Using the listing below, return every line that includes "lunarsignals".
(Task data begins)
PR #720, opened 2026-08-07
chore(srd): retire the Astro-migration parity gate

alxjrvs:
Deletes `ssg/parity.ts`, `ssg/make-parity-baseline.ts` and their tests (**2,109 lines**), plus every config entry and doc claim that pointed at them.

This is the shelf life [ADR-031](https://github.com/SalvageUnion-io/SU-SRD/blob/main/docs/adrs/ADR-031-srd-vite-ssg.md) called in its own Consequences section arriving — it is executing the ADR's plan, not overturning it:

> "once that baseline is gone … `ssg/parity.ts` is a historical record of a clean migration, not a live gate"

## That point had already passed, silently

- The baseline was a ~56 MB Astro-era `dist`, **gitignored and present in no checkout on this machine** — so the gate exited `2` with `baseline directory does not exist` everywhere it was invoked. I hit exactly this trying to use it on an unrelated PR.
- It was **never wired into CI** (no `.github/**` reference).
- Regenerating it meant checking out the last Astro commit and installing ~2,200 Astro-era packages.

So what actually existed was a documented instruction, repeated across nine files, that nobody could follow — including one telling agents to *"trust it over any agent's opinion about whether output changed."* A gate that cannot run is worse than no gate, because the docs still sell it as coverage.

## What is honestly lost

Nothing that was running. But parity was the only thing that **ever** compared whole-page output, so rather than quietly dropping the claims I made each touched comment state what checks its constraint — and say "nothing does" where that is the truth:

| Constraint | Status now |
| --- | --- |
| page count held at 1,039 | **nothing** — `build.ts` only refuses at zero |
| `llms.txt` byte-stable | **nothing** — reflowing the literal ships silently |
| no og/canonical on the two `bare` pages | 4 assertions in `render.test.tsx` |
| ~880 entity pages | **no output comparison at all** |
| URL → dist file mapping | `outputPath.test.ts` (now the sole check) |

I have **not** added a replacement gate — that is a separate decision, not a silent rider on a deletion. A page-count floor in `build.ts` would be the cheapest partial recovery if you want one.

## ADR-031 is amended, not rewritten

Decision 6 is marked expired, the "shelf life" consequence records that it arrived, and the line-count claim now separates the retired 897-line harness from the ~1,491-line generator this repo still owns.

## Not touched

The **rules-parity audit** in `salvageunion-reference` (`validate:parity`, ADR-029). Same word, unrelated subsystem — left completely alone.

## Verified

[...]

PR #719, opened 2026-08-07
feat(about): rework the Special Thanks copy, and render bullet lists

alxjrvs:
Updates the Special Thanks copy on both about pages, and teaches the shared markdown renderer to render bullet lists.

## The copy

```
Thank you to Panny and all the folks at [Leyline Press] for their continued support.

A special thanks to the #salvage-union-io crew:

- Tommy_Dude
- lunarsignals
- the puppetter
- Grandowl
- kindalas
- decivre
- Saving Throw

[Join the Discord] to join the conversation!
```

The Discord invite (`discord.gg/kMwD2bWgtC`) is the one **Leyline Press publishes on its own Salvage Union Discord page** — there was no invite anywhere in this repo, and it is not a guessed code.

## Why a renderer change was needed

`MarkdownSection` had no list support. Its `blocksOf` joins consecutive lines with a space, so the crew block would have rendered as a single paragraph reading `- Tommy_Dude - lunarsignals - the puppetter …`, dashes and all. The copy as requested was not expressible.

So `parseMarkdownSection` now returns **ordered blocks** (`{kind:'paragraph'} | {kind:'list'}`) instead of a flat `paragraphs: string[]`, and `MarkdownSection` renders a list block as a real `<ul>`.

**All-or-nothing by design:** a block becomes a list only when *every* line in it is a `- ` item. A block mixing prose and dashes stays a paragraph, so every document written before lists existed parses to exactly the blocks it did before, and a wrapped line beginning with a hyphen can't silently swallow the paragraph around it. Prefix checks only — this file is deliberately regex-free after CodeQL's `js/polynomial-redos` alerts, and that property is preserved.

## Verification

Checked against the **real built output** (`apps/srd/dist/about/index.html`), not just source:

```html
<p>Thank you to Panny and all the folks at <a href="https://leyline.press" …>Leyline Press</a> for their continued support.</p>
<p>A special thanks to the #salvage-union-io crew:</p>
<ul class="flex list-disc flex-col gap-1 pl-5">
  <li>Tommy_Dude</li> … <li>Saving Throw</li>
</ul>
<p><a href="https://discord.gg/kMwD2bWgtC" …>Join the Discord</a> to join the conversation!</p>
```

Still sits between "About the Dev" and "Support the Project", on both srd `/about` and ITUN `/about`.

- `bun run check:fast` — lint, `validate:all`, knip, typecheck across all six workspaces: green
- `bun run test` — 0 failures; component-lib 751 → **761** (10 new tests)
[...]

PR #723, opened 2026-08-07
feat(srd): replace the retired parity gate with a self-hosted output snapshot

alxjrvs:
#720 deleted `ssg/parity.ts` and documented, honestly, that nothing then compared the built site against a reference. This restores that coverage with a gate designed so it cannot rot the way parity did.

`ssg/snapshot.ts` diffs the built `dist` against `ssg/output-snapshot.json`, a committed 684 KB digest of our own output. **It runs in CI** — in the existing `build-srd` job, which is already path-filtered on everything that can change srd's output (`apps/srd/**`, `packages/component-lib/**`, `packages/salvageunion-reference/**`).

## Why a snapshot rather than a new oracle

Parity's baseline was an archived **Astro** dist: foreign, ~56 MB, gitignored, regenerable only by installing ~2,200 Astro-era packages. It was absent from every checkout, exited `2` wherever invoked, and was never in CI — while nine files told people to run it.

| | parity (retired) | snapshot (this PR) |
| --- | --- | --- |
| baseline | archived Astro `dist`, ~56 MB | our own output, 684 KB digest |
| in a fresh checkout | absent | committed |
| regenerate | install ~2,200 Astro-era packages | `bun --filter srd snapshot:update`, ~3s |
| in CI | **never** | yes |
| catches wrong-from-the-start output | yes | no |

The trade is stated in the code, the ADR and the docs: parity compared against an **oracle** and could catch output that was wrong from the first build. This compares against what was last blessed, so a wrong output committed as the snapshot stays wrong. **A weaker check that runs beats a stronger one that cannot.**

## Recovered, not rewritten

Parity's HTML analysis survives as `ssg/htmlDigest.ts`. Those scanners carry comments documenting real bugs found while diffing 1,039 pages — malformed closing tags (`</script\t\n foo>`), comment-stripping not being a fixed point — and a fresh implementation would have reintroduced them one at a time. **Verified identical to the deleted code** on head metadata, JSON-LD, `<main>` inner HTML and `<main>` text across all 1,039 real pages.

`isInsertionOf` — parity's best idea — carries over for `/changelog`: its full text is stored and growth must be one contiguous insertion, so deleting, reordering or rewording an old entry still FAILS. Without it every release PR would fail the gate and deadlock the release (cf. #700).

## Covered / not covered

**Covers:** the emitted file set both directions (this is what holds the page count at 1,039), per-page title/description/canonical/robots as plaintext, an og/twitter digest, the JSON-LD `@type` list, a digest of `<main>` text, all 899 JSON endpoints, `llms.txt`, sitemaps, `_headers`.

**Does not cover**, deliberately and documented rather than implied:
- bundle bytes (content-addressed; would churn on every dependency bump)
- **attributes inside `<main>`** — verified concretely: the artwork regression from #717 (`style="opacity:0"`) does **not** fail this gate. Hashing full markup would catch it and fire on every Tailwind class change. Visual regressions are not this gate's job.

## It bites — including once for real

22 tests inject a defect and assert it is reported. 8 more were injected into the **real 1,039-page build** and all 8 caught, with readable output (`title: "About - …" -> "WRONG"`).

Then it caught one in the wild, unprompted: rebasing onto a main containing #719 produced

```
about/index.html
    [page] main text changed (2461 -> 2697 chars)
SNAPSHOT FAILED — 1 difference(s) across 1 path(s).
```

Re-blessing that produced **exactly one changed line** in the 4,008-line snapshot — the property the custom serializer exists for, demonstrated rather than asserted. (Biome is excluded from the file: its JSON formatter re-wrapped it to 13,734 lines and destroyed that property.)

## Verified

- Deterministic — a clean rebuild reproduces the snapshot exactly.
- `check:fast` green, including the repo's own doc-drift check, which caught that `gate`/`snapshot:update` are workspace scripts so root-scope docs must say `bun --filter srd gate`.
- Full suite green, 0 failures; srd 1,086 → 1,108 = exactly the 22 new tests.
- ADR-031 amended: decision 6 is marked replaced, with the oracle-vs-snapshot trade recorded.

https://claude.ai/code/session_01QunKeBj1xCvWTL8kVK3mvs


alxjrvs (commented):
Reviewed the diff (new `ssg/snapshot.ts` + `ssg/htmlDigest.ts` output gate, its test suite, the committed 683 KB `output-snapshot.json`, the CI wiring, and the doc/comment rewrites replacing the retired parity gate).

What I verified working: the 22 new tests pass, `bun ssg/snapshot.ts` reports `SNAPSHOT OK — 1039 pages` against the committed snapshot, typecheck passes, knip is clean, `validate:all` (incl. doc-drift) passes, the biome ignore keeps the one-line-per-page format intact, and the doc counts (1,039 pages / 899 JSON endpoints / ~680 KB) are accurate. I also checked the two release-deadlock risks specifically: the changelog page's title/description are static constants and no changelog or version text leaks into any digested JSON, so the append-only exemption really does cover the release path.

Findings:

- `apps/srd/ssg/snapshot.ts:430` — The two new files add ~496 measured lines to `apps/srd` with the CLI half untested, dropping the workspace from ~97.0% to 92.68% line coverage. `bun tools/coverage-report.ts` reports `| apps/srd | 92.68% | 95.00% | FAIL regressed |`, so the `coverage` job and `quality-checks` fail as-is.
- `.github/workflows/ci.yml:85` — The `web` path filter omits repo-root `ABOUT_JRVS.md` / `LLM_STATEMENT.md` / `SPECIAL_THANKS.md`, which `about.page.tsx` reads at build time. A PR touching only those (main has two such commits from yesterday, #721 and #722) skips `build-srd` entirely, merges with a stale snapshot, and makes the *next* srd PR fail the gate on `/about` diffs it didn't cause.
- `apps/srd/ssg/snapshot.ts:412` — `parseArgs` returns `'help'` on an unknown flag and the CLI exits 0; `bun ssg/snapshot.ts --updat` prints usage and exits 0 without comparing anything, so a future CI flag typo turns the gate into a green no-op.
- `apps/srd/ssg/htmlDigest.ts:76` — `decodeEntities` checks `Number.isFinite` but not the 0x10FFFF ceiling, so `&#1114112;` throws an uncaught `RangeError` that aborts the whole run (confirmed by direct call), breaking both `gate` and `snapshot:update`.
(Task data ends)
[Answer box]
- lunarsignals
`MarkdownSection` had no list support. Its `blocksOf` joins consecutive lines with a space, so the crew block would have rendered as a single paragraph reading `- Tommy_Dude - lunarsignals - the puppetter …`, dashes and all. The copy as requested was not expressible.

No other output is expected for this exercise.